Город чудес
Шрифт:
– Похоже, пока все идет хорошо, – сообщил великан из Калельи.
Онофре Боувила утвердительно кивнул головой – иначе и быть не могло, отметил он про себя. Интуиция, как и прежде, не подвела его. Когда Дельфину привезли в кинематографическую студию, она оставалась невозмутимой: не проявила признаков ни неудовольствия, ни любопытства – с таким же успехом ее можно было привезти куда угодно, хоть в преисподнюю. Киностудия занимала участок земли неподалеку от нынешнего комплекса зданий, принадлежащих Автономному университету Барселоны, между кварталами Сан-Кугат и Сабадель. Стоимость строительства влетела в копеечку, поскольку все техническое оборудование поставлялось из-за рубежа, хотя в долю вошли и пионеры отечественного кинематографа: каталонцы Фруктуосо Желабер и Сегундо де Комон; кстати, ни тот ни другой не захотели ставить фильм по сценарию Онофре Боувилы – они нашли его совершеннейшей чепухой. После недолгих поисков заключили контракт с безработным фотографом, неким Фаустино Цукерманном, неприметным рахитичным человечком родом откуда-то из Центральной Европы. Как ни странно, выбор оказался удачным: фотограф с первой минуты проникнулся идеей проекта и без труда понял ее суть. Дельфину он тиранил нещадно – не было эпизода в съемке, в котором он не доводил бы ее до слез по самым ничтожным причинам. Являясь законченным алкоголиком, он был подвержен неожиданным приступам неуправляемого гнева. В таких случаях надо было оставлять его одного и не подходить близко, чтобы
– Поздравляю, – сказал Онофре. – В этом фильме есть то, чего я так долго добивался, – взгляд, вобравший в себя все иллюзии и страхи человечества.

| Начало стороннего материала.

PR #86, opened 2019-01-24
Fix heap sorting

xichen2020:
cc @black-adder @notbdu 

This PR fixes the logic to sort the raw result heap.

### DIFF
--- a/query/raw_result.go
+++ b/query/raw_result.go
@@ -146,8 +146,9 @@ func (h *RawResultHeap) Pop() RawResult {
 	return val
 }
 
-// SortInPlace sorts the heap in place and returns the sorted data,
-// with the smallest element at the end of the returned array.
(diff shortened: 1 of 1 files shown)


query/raw_result.go
```diff
@@ -149,6 +146,20 @@ func (h *RawResultHeap) Pop() RawResult {
 	return val
 }
 
+// SortInPlace sorts the heap in place and returns the sorted data,
+// with the smallest element at the end of the returned array.
+// NB: The heap becomes invalid after this is called.
+func (h *RawResultHeap) SortInPlace() []RawResult {
+	numElems := len(h.dv)
+	for len(h.dv) > 0 {
+		h.Pop()
```
notbdu: Could use a comment here.

xichen2020: Will do.

PR #89, opened 2019-01-28
Support groupBy query

xichen2020:
cc @notbdu @black-adder 

This PR adds logic to support groupBy query in immutable segments and mutable segments.


query/raw_result.go
```diff
@@ -341,10 +243,25 @@ func (r *RawResults) AddBatch(rr []RawResult) {
...
 // Precondition: The current raw results and the other raw results are generated from the same query.
-// TODO(xichen): Validate the `OrderByFieldTypes` are the same in two result set for consistent ordering.
-func (r *RawResults) MergeInPlace(other *RawResults) {
+func (r *RawResults) MergeInPlace(other *RawResults) error {
 	if other == nil {
-		return
+		return nil
+	}
+	if !r.OrderByFieldTypes.Equal(other.OrderByFieldTypes) {
+		return fmt.Errorf("merging two raw rsults with different order by field types %v and %v", r.OrderByFieldTypes, other.OrderByFieldTypes)
```
black-adder: typo

storage/segment_query.go
```diff
@@ -654,3 +596,44 @@ func collectUnorderedMultiFieldGroupByResults(
...
 	return groupByCalcIter.Err()
 }
+
+func newSingleTypeFieldIterator(
+	fieldPath []string,
+	allowedTypes field.ValueTypeSet,
+	queryField indexfield.DocsField,
+	expectedType *field.ValueType,
+) (indexfield.BaseFieldIterator, field.ValueType, error) {
+	if len(allowedTypes) != 1 {
```
black-adder: why not just pass into `field.ValueType` instead?

calculation/result.go
```diff
@@ -315,6 +315,14 @@ func (arr ResultArray) New() ResultArray {
 	return resArray
 }
 
+// MergeInPlace merges the other result array into the current array in place.
+// Precondition: len(arr) == len(other).
+func (arr ResultArray) MergeInPlace(other ResultArray) {
```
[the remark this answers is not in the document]
xichen2020: Sounds good.

query/raw_result.go
xichen2020: ta

storage/segment_query.go
xichen2020: Wouldn't that require we do the logic from line 606 to line 613 in every place before calling `newSingleTypeFieldIterator`? This also validates that if there are multiple types for this field in the segment that error is caught here.

PR #91, opened 2019-01-28
Fix shard close panic

xichen2020:
cc @black-adder @notbdu 

This PR fixes the panic on shard close and adds a test to prevent regression.

### DIFF
--- a/storage/shard.go
+++ b/storage/shard.go
@@ -320,8 +320,8 @@ func (s *dbShard) Close() error {
 	s.unflushed = nil
 	active := s.active
 	s.active = nil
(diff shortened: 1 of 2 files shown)


storage/shard.go
```diff
@@ -320,8 +320,8 @@ func (s *dbShard) Close() error {
 	s.unflushed = nil
 	active := s.active
 	s.active = nil
-	s.sealedByMaxTimeAsc = nil
 	byMaxTimeAsc := s.sealedByMaxTimeAsc
+	s.sealedByMaxTimeAsc = nil
```
black-adder: hee hee

PR #95, opened 2019-01-31
Add multi field union iterator

xichen2020:
cc @black-adder @notbdu 

This PR adds support for multi-field union iterator, and refactors the multi-field intersect iterator to reuse the `inAnyDocIDSetIterator` and `inAllDocIDSetIterator` to reduce repeated logic.

### DIFF
--- a/index/field/multi_field_union_iterator.go
+++ b/index/field/multi_field_union_iterator.go
@@ -44,7 +44,7 @@ func (it *MultiFieldUnionIterator) DocID() int32 { return it.unionIter.DocID() }
 // value array is valid.
 func (it *MultiFieldUnionIterator) Values() ([]field.ValueUnion, []bool) {
 	for i := 0; i < len(it.iters); i++ {
-		if it.unionIter.IsDoneAt(i) || it.unionIter.DocID() != it.iters[i].DocID() {
+		if !it.unionIter.IsValidAt(i) {
 			it.hasVals[i] = false
 		} else {
 			it.hasVals[i] = true
--- a/index/in_any_doc_id_set_iterator.go
+++ b/index/in_any_doc_id_set_iterator.go
@@ -87,9 +87,10 @@ func (it *InAnyDocIDSetIterator) DocID() int32 {
 	return it.docIDs[it.minDocIDIdx]
 }
 
-// IsDoneAt returns whether the iterator at a given index is done.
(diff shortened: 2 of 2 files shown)


index/field/multi_field_intersect_iterator.go
```diff
@@ -2,91 +2,56 @@ package field
...
-		}
-		if !it.iters[minIdx].Next() {
-			it.done = true
-			it.err = it.iters[minIdx].Err()
-			return false
-		}
-		it.currDocIDs[minIdx] = it.iters[minIdx].DocID()
-	}
-}
+func (it *MultiFieldIntersectIterator) Next() bool { return it.intersectIter.Next() }
```
notbdu: Looking at the implementation of `InAnyDocIDSetIterator`, it looks like it does not perform the intersect operation. As in, it only advances each underlying base iterator forward w/o ensuring that all DocIDs line up.

It looks like it's used below in the `MultiFieldUnionIterator` which makes sense. But in that case, aren't we missing the intersect operation here? Maybe I'm missing something though.

xichen2020: Note that this uses `InAllDocIDSetIterator` which advances all doc ID iterators in sync.

notbdu: Oh woops disregard my comment then.

notbdu:
LGTM.

index/field/multi_field_union_iterator.go
```diff
@@ -0,0 +1,67 @@
...
+func (it *MultiFieldUnionIterator) DocID() int32 { return it.unionIter.DocID() }
+
+// Values returns the current list of field values, which remains valid until the
+// next iteration. If the caller needs to retain a valid refence to the value array
+// after `Next` is called again, the caller needs to make a copy of the value array.
+// Caller should check the boolean array to see whether the corresponding slot in the
+// value array is valid.
+func (it *MultiFieldUnionIterator) Values() ([]field.ValueUnion, []bool) {
+	for i := 0; i < len(it.iters); i++ {
+		if it.unionIter.IsDoneAt(i) || it.unionIter.DocID() != it.iters[i].DocID() {
```
black-adder: can this whole check be encapsulated inside `InAnyDocIDSetIterator`? `it.unionIter.IsValidAt` or something?

xichen2020: Fair enough, will move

Фаустино Цукерманн с пьяной настойчивостью уставился на него немигающими, налитыми кровью глазами, и он увидел в них подтверждение своей правоты. «Они под стать друг другу: то же страстное желание и то же отчаяние. Скоро эти глаза, пока еще сияющие истовым светом, потускнеют, сначала превратятся в тлеющие угольки, а потом – в кучку холодной золы, но это последнее мгновенье будет навеки запечатлено на пленке», – думал Онофре Боувила.
ГЛАВА VI
1
Человек, вышедший ему навстречу, уже перевалил за ту грань, когда любые не имеющие непосредственного отношения к возрасту события могут влиять на внешний вид. Круглая, без единого волоска голова казалась вылепленной из темной глины; загар заострял и без того мелкие черты лица и оттенял первозданную голубизну глаз. На нем были твидовые брюки с веревкой вместо пояса, линялая фланелевая рубашка и альпаргаты. При ходьбе он опирался на суковатую палку; за веревку, подвязанную на бедрах, была заткнута складная пружинная наваха огромного размера и такого устрашающего вида, что по сравнению с ней внешность незнакомца выглядела совершенно безобидной. За ним по пятам шла гадкая маленькая собачонка с большой головой, коротким хвостом и тонкими кривыми ножками. Собачонка не спускала с хозяина преданных глаз, а тот время от времени оглядывался, будто искал у нее одобрения всему, что говорил или делал. Человек повернулся к Онофре спиной и надел шапку.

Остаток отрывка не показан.